Errors getting restart files

This post was from a previous version of the WRF&MPAS-A Support Forum. New replies have been disabled and if you have follow up questions related to this post, then please start a new thread from the forum home page.

dycrisis

New member
Hi,
I have made several tests based on the 60-3 km mesh and encountered problems getting the restart file.
Here is my namelist.atmosphere:
Code:
&nhyd_model
    config_dt = 15.0
    config_start_time = '2018-05-17_12:00:00'
    config_run_duration = '3:00:00'
    config_len_disp = 3000.0
/
&decomposition
    config_block_decomp_file_prefix = 'x20.chn.graph.info.part.'
/
&restart
    config_do_restart = false
/
&physics
    config_sst_update = false
    config_sstdiurn_update = false
    config_deepsoiltemp_update = false
    config_radtlw_interval = '00:30:00'
    config_radtsw_interval = '00:30:00'
    config_bucket_update = 'none'
    config_physics_suite = 'mesoscale_reference'
    config_convection_scheme = 'cu_kain_fritsch'
    config_microp_scheme = 'mp_thompson'
/
At first, I ran the model without the restart stream, so my streams.atmosphere file was:
Code:
<streams>
<immutable_stream name="input"
                  type="input"
                  filename_template="x20.chn.init.nc"
                  input_interval="initial_only" />

<stream name="output"
        type="output"
        precision="single"
        filename_template="history.$Y-$M-$D_$h.$m.$s.nc"
        output_interval="3:00:00" >

        <file name="stream_list.atmosphere.output"/>
</stream>

<stream name="diagnostics"
        type="output"
        precision="single"
        filename_template="diag.$Y-$M-$D_$h.$m.$s.nc"
        output_interval="1:00:00" >

        <file name="stream_list.atmosphere.diagnostics"/>
</stream>
</streams>
The model ran normally based on these settings.
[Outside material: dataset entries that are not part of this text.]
Issue #729, opened 2018-05-20
A new way to write ObjectType with python3's annotation


ocavue:
_This issue is a **feature discussion**._

For now, the way to write a ObjectType is as below:

```Python
class Hero(ObjectType):
    name = Field(List(String), only_first_name=Boolean())
    age = Int()

    def resolve_name(self, info, only_first_name=False):
        if only_first_name:
            return [self._first_name]
        return [self._first_name, self._last_name]

    def resolve_age(self, info):
        return self._age
```

I define name twice (`Hero.name` and `Hero.resolve_name`) because I have to define types of arguments and return value. This will cause some reading and writing problems.

Since python3, annotation feature bring a native way to describe types. By using annotation, we can rewrite this class with a clearer way:

```python
class Heroine(AnnotationObjectType):

    def name(self, info, only_first_name: Boolean() = False) -> List(String):
        if only_first_name:
            return [self._first_name]
        return [self._first_name, self._last_name]

    def age(self, info) -> Int():
        return self._age


print(Heroine.name.__annotations__)
# {'only_first_name': <graphene.types.scalars.Boolean object at 0x104cb8550>, 'return': <graphene.types.structures.List object at 0x105742f28>}
```

`AnnotationObjectType` shouldn't be difficult to write if we somehow transform it into `ObjectType`. But I think a looooot of cases should be tested before being released.

Of cause even if we write an `AnnotationObjectType` class, `ObjectType` class will not be dropped since python2.7 doesn't support annotation.

I would like to hear you guys' comments and suggestions before doing this.

ekampf:
Very interesting!

jkimbo:
I really like this @ocavue ! I had no idea you could do this python annotations. I don't know much about annotations actually but I have a couple of questions:

* How would ObjectTypes work?
* Could you use both ObjectTypes and AnnotatedObjectType's in the same schema?
* Is there anything that can be expressed in the python type system that can't be expressed in GraphQL (or vice versa)?

I think keeping the ObjectType and AnnotatedObjectType separate is essential, not just for keeping python 2.7 compatibility, but also supporting both ways of writing ObjectTypes.

ocavue:
@jkimbo here are my answers. I'm not very familiar with Graphene nor Annotation. So any corrections are welcome.

> How would ObjectTypes work?

[...]

PR #1224, opened 2020-07-03
Allow adding GraphQL types to Graphene schema

jkimbo:
This PR allows adding plain GraphQL types to a Graphene schema. This opens up the option for other libraries to interop with Graphene.

### DIFF
--- a/graphene/types/objecttype.py
+++ b/graphene/types/objecttype.py
@@ -1,3 +1,5 @@
+import inspect
+
 from .base import BaseOptions, BaseType, BaseTypeMeta
 from .field import Field
 from .interface import Interface
@@ -137,7 +139,7 @@ class ObjectType(BaseType, metaclass=ObjectTypeMeta):
         fields = {}
 
         for interface in interfaces:
-            assert issubclass(
+            assert inspect.isclass(interface) and issubclass(
                 interface, Interface
             ), f'All interfaces of {cls.__name__} must be a subclass of Interface. Received "{interface}".'
             fields.update(interface._meta.fields)
--- a/graphene/types/schema.py
+++ b/graphene/types/schema.py
@@ -23,6 +23,7 @@ from graphql import (
     GraphQLObjectType,
     GraphQLSchema,
     GraphQLString,
+    GraphQLType,
     Undefined,
 )
 
@@ -106,6 +107,11 @@ class TypeMap(dict):
     def add_type(self, graphene_type):
         if inspect.isfunction(graphene_type):
             graphene_type = graphene_type()
+
+        # If type is a GraphQLType from graphql-core then return it immediately
+        if isinstance(graphene_type, GraphQLType):
+            return graphene_type
+
         if isinstance(graphene_type, List):
             return GraphQLList(self.add_type(graphene_type.of_type))
         if isinstance(graphene_type, NonNull):
--- a/graphene/types/schema.py
+++ b/graphene/types/schema.py
@@ -258,7 +258,8 @@ class TypeMap(dict):
             union_types = []
             for graphene_objecttype in graphene_type._meta.types:
                 object_type = create_graphql_type(graphene_objecttype)
-                assert object_type.graphene_type == graphene_objecttype
+                if hasattr(object_type, "graphene_type"):
+                    assert object_type.graphene_type == graphene_objecttype
                 union_types.append(object_type)
             return union_types
 
--- a/graphene/types/tests/test_type_map.py
+++ b/graphene/types/tests/test_type_map.py
@@ -1,3 +1,5 @@
+from textwrap import dedent
+
 from graphql.type import (
     GraphQLArgument,
     GraphQLEnumType,
@@ -270,3 +272,44 @@ def test_objecttype_with_possible_types():
     assert graphql_type.is_type_of
     assert graphql_type.is_type_of({}, None) is True
     assert graphql_type.is_type_of(MyObjectType(), None) is False
+
+
+def test_graphql_type():
+    """Type map should allow direct GraphQL types"""
+    MyGraphQLType = GraphQLObjectType(
+        name="MyGraphQLType",
+        fields={
+            "hello": GraphQLField(GraphQLString, resolve=lambda obj, info: "world")
+        },
+    )
+
+    class Query(ObjectType):
+        graphql_type = Field(MyGraphQLType)
+
+        def resolve_graphql_type(root, info):
+            return {}
+
+    schema = Schema(query=Query)
+    assert str(schema) == dedent(
+        """\
+        type Query {
+          graphqlType: MyGraphQLType
+        }
+
+        type MyGraphQLType {
+          hello: String
+        }
+    """
+    )
+
+    results = schema.execute(
+        """
+        query {
+            graphqlType {
+                hello
+            }
+        }
+    """
+    )
+    assert not results.errors
+    assert results.data == {"graphqlType": {"hello": "world"}}
--- a/graphene/types/tests/test_type_map.py
+++ b/graphene/types/tests/test_type_map.py
@@ -1,6 +1,7 @@
 from textwrap import dedent
 
 import pytest
+from graphql import parse, build_ast_schema
 from graphql.type import (
     GraphQLArgument,
     GraphQLEnumType,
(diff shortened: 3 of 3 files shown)


syrusakbary:
This PR has to be a bit better analyzed (both technically and non-technically).

On the tech side, it might be not as trivial to do. On the non-tech side is not as clear on what are the use cases (we talked about Strawberry integration, but I feel very strongly about adding type support inside Graphene).
Ideally Graphene should strive to solve the GraphQL use cases itself, I think this patch might lead to the opposite.

jkimbo:
@syrusakbary 

> On the tech side, it might be not as trivial to do.

Can you expand on that and give examples? I don't understand what you mean.

> On the non-tech side is not as clear on what are the use cases (we talked about Strawberry integration, but I feel very strongly about adding type support inside Graphene).
Ideally Graphene should strive to solve the GraphQL use cases itself, I think this patch might lead to the opposite.

The use case in my head is for incremental migration to either another library or to Graphene from another library. For example say you've written your server using just graphql-core but you want to start using Graphene because you prefer the API, you could replace the root Query and Schema with Graphene but still use the graphql-core types you already have without having to rewrite them all.

Regarding Strawberry: even if we added Python type support inside Graphene, Strawberry might have other features that people prefer and again this PR would allow users to incrementally adopt that library rather than having to completely rewrite it.

syrusakbary:
> Can you expand on that and give examples? I don't understand what you mean.

What happens when you provide a raw interface type to a graphene ObjectType. Should the fields be reflected on the graphene ObjectType? If now, how should we do it? Is not trivial.

> The use case in my head is for incremental migration to either another library or to Graphene from another library

That's precisely what I'm concerned of. If people are migrating from Graphene to other libraries it will mean that Graphene itself has not evolved as needed. This PR provides a patch that eventually allow such scenarios to happen.

jkimbo:
> What happens when you provide a raw interface type to a graphene ObjectType. Should the fields be reflected on the graphene ObjectType? If not, then how should we do it? That's what I mean saying that the tech side might be not as trivial to do.

Thanks that's very helpful, I was missing those use cases. The Graphene Interface type already checks that the interfaces are Graphene types which I think is a good thing and we should keep because of the technical challenge that you've mentioned. For Unions: it only needed a small change to support unions of a mixture of Graphene and GraphQL types. I've added tests for both cases to assert their behaviour.

> That's precisely what I'm concerned with. If people are migrating from Graphene to other libraries it will mean that Graphene itself has not evolved as their users expected. This PR provides a patch that eventually allow such scenarios to happen.
Or more in detail: while this PR is agnostic of 3rd party libraries, it provides a scape way (using other libs) rather than a proper solution (improving graphene) in case there are things to improve in the framework.

I strongly disagree with this reasoning. Yes in an ideal world Graphene would be all things to all people but that is not likely or desirable in my opinion. This change allows for interop with other libraries (both current and future) built on top of graphql-core that might provide radically different APIs or functionality than Graphene shouldn't attempt to incorporate. This change allows people to experiment without having to wait on Graphene to improve which makes the whole ecosystem better. IMO Graphene is an opinionated way of build GraphQL servers and we should allow developers to incorporate alternative opinions without forcing them to rewrite everything.

syrusakbary:
> Yes in an ideal world Graphene would be all things to all people but that is not likely or desirable in my opinion.

Why not likely? I agree that somethings like SDL-first schemas are not a priority for Graphene. However annotation-based schemas is an objective of Graphene.

I can't see any use case for a mixture of different styles mixed together (GraphQL-core plain types + Graphene + SDL based schemas, for example) other than transitioning from one to other, which I don't believe we should strive for.

AndrewIngram:
I've personally mixed SDL-first and code-first types when building GraphQL servers in other languages. I'm not big on SDL-first but do appreciate its ergonomics, but you often hit roadblocks when it comes to metaprogramming and you have to do awkward string-building functions.

But there's a larger philosophical point here, and I'm strongly in agreement with @jkimbo here. Every project exists because it set out to solve problems in a way that aligns with the author's (or authors') principles of how things should be done. Two projects could be interchangeable on a raw capability level, but still be vastly different in how they choose to tackle the problems. The idea that someone choosing to migrate away is a damning criticism of your project, is an expression of a flawed winner-takes-all worldview. Your project might do every someone needs, but they might just enjoy working with something else more. Rails and Django are largely interchangeable, but some people like Python more and some people like Ruby more.

As a suggestion to @syrusakbary, make it clear what your values and objectives with Graphene are (though i'd prefer if you avoided grand ones like being the only library in town), and then it'll be clearer for contributors at every level where they stand on each issue.

syrusakbary:
> The idea that someone choosing to migrate away is a damning criticism of your project, is an expression of a flawed winner-takes-all worldview. Your project might do everything someone needs, but they might just enjoy working with something else more. Rails and Django are largely interchangeable, but some people like Python more and some people like Ruby more.

I 100% agree with this. However, I don't see people not choosing Graphene as a criticism for the project. I see people not choosing Graphene because it's missing features that I think Graphene should have, as a failure of the project.

One of this clear scenarios is typing/annotations. I believe typing annotations are going to be critical for Python in the future, makes of an easier API, and as such I think Graphene should have this bundled into the library. I even wrote Graphene 2 with [typing in mind](https://github.com/graphql-python/graphene/issues/729#issuecomment-393673570).

As commented in this PR, If we want to add GraphQL interexchange support as a way for people to use other library that have typing support I see as a failure of Graphene as a library itself (since it's one of its library goals).

> As a suggestion to @syrusakbary, make it clear what your values and objectives with Graphene are (though i'd prefer if you avoided grand ones like being the only library in town), and then it'll be clearer for contributors at every level where they stand on each issue.

But I agree with your point, expectations should be clear. Perhaps they have not been clear enough, so let me be a bit clearer.
Here are the values of Graphene as a library:
* It should help developers to use GraphQL in Python in the easiest way possible (sorry if this is generic, but was one of my goals when creating Graphene)
* It should be true to the GraphQL spec
* It should be Pythonic
* It should be API-centric over maintainable
* It should be maintainable over performant
* It should try to not trade performance for readability
* It should be well tested
* It should be well documented
* It should aim to maximize of GraphQL usage in Python projects.

Constructing a schema from a SDL string is not pythonic. It deviates typing to other system and makes harder to glue things together.

Supporting python annotations is however quite pythonic, and I believe it solves two issues:
1. It helps having static typing in the project
2. It helps to create schemas easily

This PR was created with the initial intention to interexchange Graphene and Strawberry types. As having annotation support is one of the objectives of Graphene (since a few years ago, sadly it haven't been implemented), this PR collides with the first principle as: people will need to use two libraries, a non-cohesive syntax and more artifacts.

If someone has other real usage for interexchange GraphQL types that is not covered by what I commented, please let me know.
Hope this things makes things clear!

jkimbo:
@syrusakbary I've just pushed another commit to show how you could interchange GraphQL-core SDL parsing with Graphene types. It's another example of something that would allow people to incrementally migrate to Graphene from another paradigm without having to re-write everything and would not be possible without this change.

> This PR was created with the initial intention to interexchange Graphene and Strawberry types. As having annotation support is one of the objectives of Graphene (since a few years ago, sadly it haven't been implemented), this PR collides with the first principle as: people will need to use two libraries, a non-cohesive syntax and more artifacts.

That was the original use case that I had in mind but as I have demonstrated there are other cases that would benefit from this change. We can all agree that adding type support to Graphene is an objective of Graphene but blocking this change because you believe it will encourage people to migrate to a different library is just petty. I have no intention of encouraging people to interchange libraries, this change is just the bare minimum to make it possible so that people can experiment if they want.

syrusakbary:
> blocking this change because you believe it will encourage people to migrate to a different library is just petty

Oh no, is not that way. My main concern is that it might make us lazy as Graphene developers. If people have already a way to use typing within Graphene they will not look to other packages (for example), with this PR they will simply stop asking for that feature within Graphene which will led to us relaxing on adding the feature to the library (which I believe very strongly Graphene should have).

My main concern about the PR is that it discourages usage within the library adding a scape goat. I don't believe that's a good way of approaching future problems. The side concern I have is that I this is resulting more in a philosophical discussion than practical one. I haven't seen an issue in this repo where people are trying to intercommunicate different libraries.

I'm sorry but I feel very strong about this. If you want to discuss further I'm happy to jump on a Zoom/hangouts to clarify further :)

syrusakbary:
Closing the PR for now.

For future readers: if you have a use case of mixing Graphene types with other types for an existing project, please write here your use case so we can recalibrate the strategy.

PR #331, opened 2017-10-31
[EC-290] Enable creation of package with embedded JVM

ntallar:
## Description

Enables the creation of a package including the Mantis codebase and an embedded JVM, which is obtained by running the command: `sbt jdkPackager:packageBin`. This will be obtained for running the Mantis client with the Daedalus wallet (in this [open PR](https://github.com/input-output-hk/mantis-daedalus/pull/1))

The package created was tested in Mac 10.13, Ubuntu 16.04 and Windows 10.

*Note*: Requires the 'ant-javafx.jar' that comes with Oracle JDK, which is detected automatically if Oracle JDK is installed, or can be configured by following [this](http://www.scala-sbt.org/sbt-native-packager/formats/jdkpackager.html#requirements).
*Note*: For creating the package for a desired OS, it has to be run on that OS.


AlanVerbner:
On windows, after starting it (even from the cmd) it runs it in background, is that the desired behavior? Also, I think if you run it twice, it returns a non-specific error.

AlanVerbner:
On linux seems to be running just fine (I had to do the `ant-javafx.jar` thing tho)

ntallar:
>On windows, after starting it (even from the cmd) it runs it in background, is that the desired behavior? 

Although I agree this isn't the preferable behavior for running the mantis client on it's own, it is the preferable one for running both the Daedalus wallet and the Mantis client (as is done with the Cardano client). As far as I was able to investigate, this can't be changed with the currently used plugin, so we should change it if it's needed. @mcsherrylabs what do you think about this?

LukasGasior1:
On my Linux machine it seems to work just fine :+1:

However, when I added the "restart" stream like this:
Code:
<streams>
<immutable_stream name="input"
                  type="input"
                  filename_template="x20.chn.init.nc"
                  input_interval="initial_only" />

<immutable_stream name="restart"
                  type="output"
                  filename_template="restart.$Y-$M-$D_$h.$m.$s.nc"
                  output_interval="3:00:00" />

<stream name="output"
        type="output"
        precision="single"
        filename_template="history.$Y-$M-$D_$h.$m.$s.nc"
        output_interval="3:00:00" >

        <file name="stream_list.atmosphere.output"/>
</stream>

<stream name="diagnostics"
        type="output"
        precision="single"
        filename_template="diag.$Y-$M-$D_$h.$m.$s.nc"
        output_interval="1:00:00" >

        <file name="stream_list.atmosphere.diagnostics"/>
</stream>
</streams>
The model ran smoothly until it was time to write restart file, and I got the following message:
Code:
ERROR: MPAS IO Error: Bad return value from PIO
ERROR: MPAS IO Error: Bad return value from PIO
ERROR: MPAS IO Error: Bad return value from PIO
ERROR: MPAS IO Error: Bad return value from PIO
ERROR: ********************************************************************************
ERROR: Error writing one or more output streams
CRITICAL ERROR: ********************************************************************************
Then I removed all the other output streams, only kept the input stream and the restart stream, the model didn't start integration after initialization, and I got this message:
Code:
ERROR: Stream output does not exist in call to MPAS_stream_mgr_get_property().
On the other hand, I ran the test case on MPAS website, which based on the 120km mesh, the model can write restart files as expected. Therefore, I really don't know what's wrong with my configurations. I have tried both versions of MPAS built with PIO1.7 and PIO2 library, the error message was similar. Please help me with this problem, I am very appreciated for your assistance.
 
Hi...

First of all, I know nothing about the MPAS software, however, based on your output, I can make
an educated guess. Are your restart files in NETCDF format and are they greater than 2gb in
size?

You could be writing 32-bit NETCDF files. These have a 32-bit counter, which maxes out about
2gb. When the file exceeds 2gb in size, the counter, which is supposed to be the size of the file,
goes negative! The result is your NETCDF file is corrupt and unusable.

If you aren't sure, do "od -c some-good-netcdf-file | head -1". Columns 2-4 will be "C D F".
Column 5 will be 001 or 002. 001 is for 32-bit NETCDF and 002 is for 64-bit NETCDF. The
max number for 64-bit NETCDF is *MUCH* larger than for 32-bit.

Check your documentation for what to do for 64-bit files. You'll have to clean and recompile
your software once you find the "magic".

Restart files tend to be huge for WRF, so I assume the same for MPAS.
 
I think the issue may be, as @kwthomas suggested, one of file format. There are three file formats that can be written by MPAS streams: CDF2, CDF5, and HDF5. CFD2 allows for files larger than 4 GB, but individual variables or records must be less than 4 GB (see https://www.unidata.ucar.edu/software/netcdf/netcdf/Large-File-Support.html for a more detailed discussion); CDF2 is the default file format for MPAS streams. CDF5 allows for both files and variables/records larger than 4 GB, but this format is only supported by the parallel-netCDF library or newer versions of the netCDF library compiled with pnetcdf support. HDF5 also allows for files and variables/records larger than 4 GB.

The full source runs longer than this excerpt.